* Material for this exercise
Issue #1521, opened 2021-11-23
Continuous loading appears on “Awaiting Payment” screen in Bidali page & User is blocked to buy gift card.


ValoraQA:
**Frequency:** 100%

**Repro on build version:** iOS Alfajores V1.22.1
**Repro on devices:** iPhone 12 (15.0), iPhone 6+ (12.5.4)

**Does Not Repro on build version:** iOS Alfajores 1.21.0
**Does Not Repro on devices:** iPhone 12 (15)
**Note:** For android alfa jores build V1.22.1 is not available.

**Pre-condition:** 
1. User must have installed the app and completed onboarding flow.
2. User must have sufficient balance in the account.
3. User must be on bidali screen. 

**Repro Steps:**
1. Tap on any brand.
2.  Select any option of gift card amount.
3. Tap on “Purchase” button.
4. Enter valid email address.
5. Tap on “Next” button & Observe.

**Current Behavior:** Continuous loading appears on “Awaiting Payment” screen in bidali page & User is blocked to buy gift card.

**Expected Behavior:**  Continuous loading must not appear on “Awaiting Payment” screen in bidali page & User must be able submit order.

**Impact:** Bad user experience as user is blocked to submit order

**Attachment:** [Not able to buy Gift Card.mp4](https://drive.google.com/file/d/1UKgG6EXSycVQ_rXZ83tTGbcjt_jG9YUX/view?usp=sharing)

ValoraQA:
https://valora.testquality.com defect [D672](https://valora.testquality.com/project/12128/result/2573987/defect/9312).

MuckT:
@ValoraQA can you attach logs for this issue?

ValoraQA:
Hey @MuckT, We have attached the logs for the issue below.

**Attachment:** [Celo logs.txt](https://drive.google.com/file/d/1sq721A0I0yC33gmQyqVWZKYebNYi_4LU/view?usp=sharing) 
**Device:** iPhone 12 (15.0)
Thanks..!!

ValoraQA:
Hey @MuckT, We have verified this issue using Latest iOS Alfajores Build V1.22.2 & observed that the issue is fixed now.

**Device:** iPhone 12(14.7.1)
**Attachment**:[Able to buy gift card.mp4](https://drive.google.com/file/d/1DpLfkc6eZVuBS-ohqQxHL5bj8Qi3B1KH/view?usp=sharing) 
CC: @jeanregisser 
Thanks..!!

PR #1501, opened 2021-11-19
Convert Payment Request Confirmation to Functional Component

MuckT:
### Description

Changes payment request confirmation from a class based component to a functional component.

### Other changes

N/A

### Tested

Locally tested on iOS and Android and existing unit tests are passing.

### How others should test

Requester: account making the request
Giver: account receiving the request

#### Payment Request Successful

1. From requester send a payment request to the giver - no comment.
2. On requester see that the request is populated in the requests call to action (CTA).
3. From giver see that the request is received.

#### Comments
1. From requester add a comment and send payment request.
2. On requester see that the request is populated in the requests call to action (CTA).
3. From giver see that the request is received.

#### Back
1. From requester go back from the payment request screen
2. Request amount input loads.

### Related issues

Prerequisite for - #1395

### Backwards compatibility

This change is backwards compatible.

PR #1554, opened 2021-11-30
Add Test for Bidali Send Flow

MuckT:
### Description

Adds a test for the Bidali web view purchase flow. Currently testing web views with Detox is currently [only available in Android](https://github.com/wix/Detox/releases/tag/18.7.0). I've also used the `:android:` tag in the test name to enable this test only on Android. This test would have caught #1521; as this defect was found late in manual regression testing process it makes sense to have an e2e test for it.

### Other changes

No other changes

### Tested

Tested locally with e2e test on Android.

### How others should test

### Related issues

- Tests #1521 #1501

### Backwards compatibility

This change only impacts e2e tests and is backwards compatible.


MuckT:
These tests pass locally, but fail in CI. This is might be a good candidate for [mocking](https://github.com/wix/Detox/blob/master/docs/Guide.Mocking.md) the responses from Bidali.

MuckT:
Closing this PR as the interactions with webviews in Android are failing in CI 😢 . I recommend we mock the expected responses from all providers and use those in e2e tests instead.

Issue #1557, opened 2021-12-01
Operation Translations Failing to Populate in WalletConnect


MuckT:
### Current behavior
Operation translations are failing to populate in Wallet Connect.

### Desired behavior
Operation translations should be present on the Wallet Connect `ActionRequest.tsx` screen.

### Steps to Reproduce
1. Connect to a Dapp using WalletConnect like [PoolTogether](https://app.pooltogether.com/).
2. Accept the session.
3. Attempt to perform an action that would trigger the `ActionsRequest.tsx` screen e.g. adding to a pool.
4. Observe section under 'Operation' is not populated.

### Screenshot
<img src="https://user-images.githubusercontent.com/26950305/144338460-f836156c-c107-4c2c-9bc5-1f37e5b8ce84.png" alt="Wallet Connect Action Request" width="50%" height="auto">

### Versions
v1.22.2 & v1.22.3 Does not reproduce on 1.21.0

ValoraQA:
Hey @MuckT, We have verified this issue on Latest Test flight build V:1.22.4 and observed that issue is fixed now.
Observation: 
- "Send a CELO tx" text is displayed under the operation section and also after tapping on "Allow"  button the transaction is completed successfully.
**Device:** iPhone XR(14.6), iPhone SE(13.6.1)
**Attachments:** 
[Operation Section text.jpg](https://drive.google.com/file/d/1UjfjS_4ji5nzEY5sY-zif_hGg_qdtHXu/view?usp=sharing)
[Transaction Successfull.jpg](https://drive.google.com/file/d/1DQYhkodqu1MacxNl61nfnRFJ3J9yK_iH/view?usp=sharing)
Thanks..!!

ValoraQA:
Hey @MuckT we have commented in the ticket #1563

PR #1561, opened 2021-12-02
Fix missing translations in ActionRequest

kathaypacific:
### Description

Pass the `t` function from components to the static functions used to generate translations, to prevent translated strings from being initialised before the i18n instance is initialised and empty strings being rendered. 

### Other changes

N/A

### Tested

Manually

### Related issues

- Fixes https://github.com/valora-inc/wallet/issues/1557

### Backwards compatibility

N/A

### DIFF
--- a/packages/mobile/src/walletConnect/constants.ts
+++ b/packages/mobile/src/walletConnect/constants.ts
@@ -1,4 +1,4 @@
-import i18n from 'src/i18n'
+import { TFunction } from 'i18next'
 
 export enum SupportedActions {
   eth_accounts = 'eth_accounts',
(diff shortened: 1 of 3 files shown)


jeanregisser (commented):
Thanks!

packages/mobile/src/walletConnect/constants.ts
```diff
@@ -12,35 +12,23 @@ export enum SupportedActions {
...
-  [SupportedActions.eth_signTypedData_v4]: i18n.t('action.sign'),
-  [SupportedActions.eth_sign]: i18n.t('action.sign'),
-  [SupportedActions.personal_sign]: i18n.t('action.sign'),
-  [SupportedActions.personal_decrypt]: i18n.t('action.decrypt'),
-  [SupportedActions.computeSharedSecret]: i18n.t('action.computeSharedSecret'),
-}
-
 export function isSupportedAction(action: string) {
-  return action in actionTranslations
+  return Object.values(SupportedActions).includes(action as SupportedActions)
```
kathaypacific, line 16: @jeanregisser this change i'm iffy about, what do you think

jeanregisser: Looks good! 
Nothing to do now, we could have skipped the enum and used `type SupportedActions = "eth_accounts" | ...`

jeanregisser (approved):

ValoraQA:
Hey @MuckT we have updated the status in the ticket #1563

...

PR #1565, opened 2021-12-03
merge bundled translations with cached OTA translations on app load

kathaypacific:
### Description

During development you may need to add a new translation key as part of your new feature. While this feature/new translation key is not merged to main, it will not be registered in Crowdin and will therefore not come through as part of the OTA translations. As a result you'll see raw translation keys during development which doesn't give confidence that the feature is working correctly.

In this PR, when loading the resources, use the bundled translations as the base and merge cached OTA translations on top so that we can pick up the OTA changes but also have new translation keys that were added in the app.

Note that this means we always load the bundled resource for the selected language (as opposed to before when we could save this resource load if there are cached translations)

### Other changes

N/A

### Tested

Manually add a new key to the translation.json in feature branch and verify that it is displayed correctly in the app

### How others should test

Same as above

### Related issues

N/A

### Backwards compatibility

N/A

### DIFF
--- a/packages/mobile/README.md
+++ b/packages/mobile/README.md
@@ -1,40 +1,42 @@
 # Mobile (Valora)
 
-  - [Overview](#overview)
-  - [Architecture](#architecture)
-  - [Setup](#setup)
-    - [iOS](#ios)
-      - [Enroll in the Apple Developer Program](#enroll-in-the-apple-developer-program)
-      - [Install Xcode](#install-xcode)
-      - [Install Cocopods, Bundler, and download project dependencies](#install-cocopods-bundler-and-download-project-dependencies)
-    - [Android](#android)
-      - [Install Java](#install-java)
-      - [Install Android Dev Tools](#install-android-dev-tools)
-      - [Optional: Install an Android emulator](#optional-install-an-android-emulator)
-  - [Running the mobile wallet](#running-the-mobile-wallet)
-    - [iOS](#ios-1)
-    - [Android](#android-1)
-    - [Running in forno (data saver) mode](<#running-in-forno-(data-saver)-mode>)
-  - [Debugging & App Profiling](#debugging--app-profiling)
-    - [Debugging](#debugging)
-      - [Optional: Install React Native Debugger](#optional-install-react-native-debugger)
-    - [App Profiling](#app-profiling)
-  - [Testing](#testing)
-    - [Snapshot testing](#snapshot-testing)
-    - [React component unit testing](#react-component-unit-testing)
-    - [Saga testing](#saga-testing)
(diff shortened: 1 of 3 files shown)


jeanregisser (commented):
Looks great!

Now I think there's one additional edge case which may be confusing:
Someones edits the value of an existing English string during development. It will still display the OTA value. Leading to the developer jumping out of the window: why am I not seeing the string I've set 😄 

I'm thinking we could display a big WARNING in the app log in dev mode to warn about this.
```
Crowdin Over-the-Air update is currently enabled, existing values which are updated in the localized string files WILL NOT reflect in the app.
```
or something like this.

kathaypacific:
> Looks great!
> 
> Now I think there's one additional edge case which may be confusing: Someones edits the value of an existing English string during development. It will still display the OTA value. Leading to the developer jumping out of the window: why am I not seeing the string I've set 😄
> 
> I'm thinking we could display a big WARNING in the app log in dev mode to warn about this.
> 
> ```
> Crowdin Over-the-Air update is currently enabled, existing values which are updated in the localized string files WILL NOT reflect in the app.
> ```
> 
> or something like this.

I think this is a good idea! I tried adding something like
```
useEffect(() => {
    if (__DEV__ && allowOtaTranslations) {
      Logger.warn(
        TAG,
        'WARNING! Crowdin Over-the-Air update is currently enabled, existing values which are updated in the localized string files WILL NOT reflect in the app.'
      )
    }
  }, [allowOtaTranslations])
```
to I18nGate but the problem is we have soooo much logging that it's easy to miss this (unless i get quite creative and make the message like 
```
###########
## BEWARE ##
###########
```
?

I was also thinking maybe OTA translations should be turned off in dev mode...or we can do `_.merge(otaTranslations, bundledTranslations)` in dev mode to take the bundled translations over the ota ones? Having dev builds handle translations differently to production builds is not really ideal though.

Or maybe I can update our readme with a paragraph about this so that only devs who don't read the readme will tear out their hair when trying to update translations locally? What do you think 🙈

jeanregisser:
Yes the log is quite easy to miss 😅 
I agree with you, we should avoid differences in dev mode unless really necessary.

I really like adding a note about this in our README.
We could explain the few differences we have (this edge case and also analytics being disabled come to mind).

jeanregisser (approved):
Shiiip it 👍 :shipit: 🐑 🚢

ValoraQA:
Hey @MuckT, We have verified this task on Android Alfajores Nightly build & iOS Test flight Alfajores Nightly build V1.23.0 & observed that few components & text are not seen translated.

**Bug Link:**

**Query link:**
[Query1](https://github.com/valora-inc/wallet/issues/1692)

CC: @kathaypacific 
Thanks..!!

* Instructions to follow
Write only the number of lines above in which the word "button" is found.

* Written response
3